WORK TASK. The records below should be printed once more, exactly as they appear.

[Collected data]
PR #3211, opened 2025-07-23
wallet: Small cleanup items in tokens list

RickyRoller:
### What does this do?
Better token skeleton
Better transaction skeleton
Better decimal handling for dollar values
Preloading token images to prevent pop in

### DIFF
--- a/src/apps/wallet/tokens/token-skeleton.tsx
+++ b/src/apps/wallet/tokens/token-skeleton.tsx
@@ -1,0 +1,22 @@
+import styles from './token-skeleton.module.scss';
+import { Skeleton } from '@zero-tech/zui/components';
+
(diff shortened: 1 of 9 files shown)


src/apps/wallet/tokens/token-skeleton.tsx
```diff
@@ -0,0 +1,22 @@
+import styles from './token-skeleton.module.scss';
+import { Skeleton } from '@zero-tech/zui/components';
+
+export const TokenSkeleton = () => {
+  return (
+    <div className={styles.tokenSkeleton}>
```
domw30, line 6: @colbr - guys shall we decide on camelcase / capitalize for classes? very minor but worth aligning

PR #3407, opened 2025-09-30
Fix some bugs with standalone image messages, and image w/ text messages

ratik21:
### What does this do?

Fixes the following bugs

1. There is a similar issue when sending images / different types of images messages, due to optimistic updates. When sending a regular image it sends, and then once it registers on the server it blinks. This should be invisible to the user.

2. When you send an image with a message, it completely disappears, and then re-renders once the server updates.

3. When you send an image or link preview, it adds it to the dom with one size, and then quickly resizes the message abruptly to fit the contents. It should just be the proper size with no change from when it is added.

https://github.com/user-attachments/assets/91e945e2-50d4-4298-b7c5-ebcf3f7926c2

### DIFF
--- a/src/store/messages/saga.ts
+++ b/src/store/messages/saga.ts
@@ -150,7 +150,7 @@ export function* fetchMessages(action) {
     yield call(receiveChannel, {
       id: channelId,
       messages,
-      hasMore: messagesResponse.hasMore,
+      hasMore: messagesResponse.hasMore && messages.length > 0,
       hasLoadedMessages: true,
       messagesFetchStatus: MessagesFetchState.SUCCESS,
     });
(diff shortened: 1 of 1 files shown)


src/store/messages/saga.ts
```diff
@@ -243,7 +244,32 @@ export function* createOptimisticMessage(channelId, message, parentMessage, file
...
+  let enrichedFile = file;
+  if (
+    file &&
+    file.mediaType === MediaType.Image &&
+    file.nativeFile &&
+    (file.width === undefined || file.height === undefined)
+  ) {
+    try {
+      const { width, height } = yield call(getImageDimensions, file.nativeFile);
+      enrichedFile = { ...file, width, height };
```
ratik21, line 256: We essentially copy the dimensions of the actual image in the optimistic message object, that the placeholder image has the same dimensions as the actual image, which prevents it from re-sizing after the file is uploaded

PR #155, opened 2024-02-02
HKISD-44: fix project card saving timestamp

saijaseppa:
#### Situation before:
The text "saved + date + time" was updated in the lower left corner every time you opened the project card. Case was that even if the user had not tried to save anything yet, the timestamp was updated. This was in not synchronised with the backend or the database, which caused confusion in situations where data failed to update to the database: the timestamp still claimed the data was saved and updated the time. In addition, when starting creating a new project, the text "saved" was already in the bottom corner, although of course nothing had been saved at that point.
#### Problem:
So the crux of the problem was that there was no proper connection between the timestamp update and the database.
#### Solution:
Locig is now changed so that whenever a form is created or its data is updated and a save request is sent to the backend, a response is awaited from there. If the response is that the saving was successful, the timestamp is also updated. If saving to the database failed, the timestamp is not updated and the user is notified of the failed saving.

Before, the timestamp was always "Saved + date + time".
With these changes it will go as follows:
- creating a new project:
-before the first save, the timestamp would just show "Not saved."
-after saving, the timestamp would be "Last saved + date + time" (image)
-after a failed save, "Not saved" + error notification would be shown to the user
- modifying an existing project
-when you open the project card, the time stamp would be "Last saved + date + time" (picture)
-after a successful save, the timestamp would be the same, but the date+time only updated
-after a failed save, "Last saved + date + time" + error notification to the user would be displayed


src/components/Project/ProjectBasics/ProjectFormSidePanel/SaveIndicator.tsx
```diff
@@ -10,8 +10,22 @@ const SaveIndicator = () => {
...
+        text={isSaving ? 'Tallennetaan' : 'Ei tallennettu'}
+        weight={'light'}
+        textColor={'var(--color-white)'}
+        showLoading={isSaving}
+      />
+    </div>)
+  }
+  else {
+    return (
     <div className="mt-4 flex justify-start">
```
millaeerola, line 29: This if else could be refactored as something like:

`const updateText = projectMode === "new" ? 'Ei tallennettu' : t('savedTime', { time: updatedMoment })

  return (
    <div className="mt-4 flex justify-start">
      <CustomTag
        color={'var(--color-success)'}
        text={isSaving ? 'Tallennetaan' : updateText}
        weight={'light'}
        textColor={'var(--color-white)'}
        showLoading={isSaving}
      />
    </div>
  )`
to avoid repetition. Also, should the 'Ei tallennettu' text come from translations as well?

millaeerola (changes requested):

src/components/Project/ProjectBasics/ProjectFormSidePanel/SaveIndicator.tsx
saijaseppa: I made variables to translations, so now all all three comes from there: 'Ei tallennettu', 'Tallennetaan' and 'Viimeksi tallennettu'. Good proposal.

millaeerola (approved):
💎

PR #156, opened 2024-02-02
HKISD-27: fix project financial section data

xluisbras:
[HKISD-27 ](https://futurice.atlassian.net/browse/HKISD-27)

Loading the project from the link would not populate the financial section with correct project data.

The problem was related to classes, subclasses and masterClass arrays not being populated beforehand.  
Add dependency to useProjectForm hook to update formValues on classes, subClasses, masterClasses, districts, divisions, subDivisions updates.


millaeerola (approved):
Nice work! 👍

WRITTEN ANSWER.
PR #3211, opened 2025-07-23
wallet: Small cleanup items in tokens list

RickyRoller:
### What does this do?
Better token skeleton
Better transaction skeleton
Better decimal handling for dollar values
Preloading token images to prevent pop in

### DIFF
--- a/src/apps/wallet/tokens/token-skeleton.tsx
+++ b/src/apps/wallet/tokens/token-skeleton.tsx
@@ -1,0 +1,22 @@
+import styles from './token-skeleton.module.scss';
+import { Skeleton } from '@zero-tech/zui/components';
+
(diff shortened: 1 of 9 files shown)


src/apps/wallet/tokens/token-skeleton.tsx
```diff
@@ -0,0 +1,22 @@
+import styles from './token-skeleton.module.scss';
+import { Skeleton } from '@zero-tech/zui/components';
+
+export const TokenSkeleton = () => {
+  return (
+    <div className={styles.tokenSkeleton}>
```
domw30, line 6: @colbr - guys shall we decide on camelcase / capitalize for classes? very minor but worth aligning

PR #3407, opened 2025-09-30
Fix some bugs with standalone image messages, and image w/ text messages

ratik21:
### What does this do?

Fixes the following bugs

1. There is a similar issue when sending images / different types of images messages, due to optimistic updates. When sending a regular image it sends, and then once it registers on the server it blinks. This should be invisible to the user.

2. When you send an image with a message, it completely disappears, and then re-renders once the server updates.

3. When you send an image or link preview, it adds it to the dom with one size, and then quickly resizes the message abruptly to fit the contents. It should just be the proper size with no change from when it is added.

https://github.com/user-attachments/assets/91e945e2-50d4-4298-b7c5-ebcf3f7926c2

### DIFF
--- a/src/store/messages/saga.ts
+++ b/src/store/messages/saga.ts
@@ -150,7 +150,7 @@ export function* fetchMessages(action) {
     yield call(receiveChannel, {
       id: channelId,
       messages,
-      hasMore: messagesResponse.hasMore,
+      hasMore: messagesResponse.hasMore && messages.length > 0,
       hasLoadedMessages: true,
       messagesFetchStatus: MessagesFetchState.SUCCESS,
     });
(diff shortened: 1 of 1 files shown)


src/store/messages/saga.ts
```diff
@@ -243,7 +244,32 @@ export function* createOptimisticMessage(channelId, message, parentMessage, file
...
+  let enrichedFile = file;
+  if (
+    file &&
+    file.mediaType === MediaType.Image &&
+    file.nativeFile &&
+    (file.width === undefined || file.height === undefined)
+  ) {
+    try {
+      const { width, height } = yield call(getImageDimensions, file.nativeFile);
+      enrichedFile = { ...file, width, height };
```
ratik21, line 256: We essentially copy the dimensions of the actual image in the optimistic message object, that the placeholder image has the same dimensions as the actual image, which prevents it from re-sizing after the file is uploaded

PR #155, opened 2024-02-02
HKISD-44: fix project card saving timestamp

saijaseppa:
#### Situation before:
The text "saved + date + time" was updated in the lower left corner every time you opened the project card. Case was that even if the user had not tried to save anything yet, the timestamp was updated. This was in not synchronised with the backend or the database, which caused confusion in situations where data failed to update to the database: the timestamp still claimed the data was saved and updated the time. In addition, when starting creating a new project, the text "saved" was already in the bottom corner, although of course nothing had been saved at that point.
#### Problem:
So the crux of the problem was that there was no proper connection between the timestamp update and the database.
#### Solution:
Locig is now changed so that whenever a form is created or its data is updated and a save request is sent to the backend, a response is awaited from there. If the response is that the saving was successful, the timestamp is also updated. If saving to the database failed, the timestamp is not updated and the user is notified of the failed saving.

Before, the timestamp was always "Saved + date + time".
With these changes it will go as follows:
- creating a new project:
-before the first save, the timestamp would just show "Not saved."
-after saving, the timestamp would be "Last saved + date + time" (image)
-after a failed save, "Not saved" + error notification would be shown to the user
- modifying an existing project
-when you open the project card, the time stamp would be "Last saved + date + time" (picture)
-after a successful save, the timestamp would be the same, but the date+time only updated
-after a failed save, "Last saved + date + time" + error notification to the user would be displayed


src/components/Project/ProjectBasics/ProjectFormSidePanel/SaveIndicator.tsx
```diff
@@ -10,8 +10,22 @@ const SaveIndicator = () => {
...
+        text={isSaving ? 'Tallennetaan' : 'Ei tallennettu'}
+        weight={'light'}
+        textColor={'var(--color-white)'}
+        showLoading={isSaving}
+      />
+    </div>)
+  }
+  else {
+    return (
     <div className="mt-4 flex justify-start">
```
millaeerola, line 29: This if else could be refactored as something like:

`const updateText = projectMode === "new" ? 'Ei tallennettu' : t('savedTime', { time: updatedMoment })

  return (
    <div className="mt-4 flex justify-start">
      <CustomTag
        color={'var(--color-success)'}
        text={isSaving ? 'Tallennetaan' : updateText}
        weight={'light'}
        textColor={'var(--color-white)'}
        showLoading={isSaving}
      />
    </div>
  )`
to avoid repetition. Also, should the 'Ei tallennettu' text come from translations as well?

millaeerola (changes requested):

src/components/Project/ProjectBasics/ProjectFormSidePanel/SaveIndicator.tsx
saijaseppa: I made variables to translations, so now all all three comes from there: 'Ei tallennettu', 'Tallennetaan' and 'Viimeksi tallennettu'. Good proposal.

millaeerola (approved):
💎

PR #156, opened 2024-02-02
HKISD-27: fix project financial section data

xluisbras:
[HKISD-27 ](https://futurice.atlassian.net/browse/HKISD-27)

Loading the project from the link would not populate the financial section with correct project data.

The problem was related to classes, subclasses and masterClass arrays not being populated beforehand.  
Add dependency to useProjectForm hook to update formValues on classes, subClasses, masterClasses, districts, divisions, subDivisions updates.


millaeerola (approved):
Nice work! 👍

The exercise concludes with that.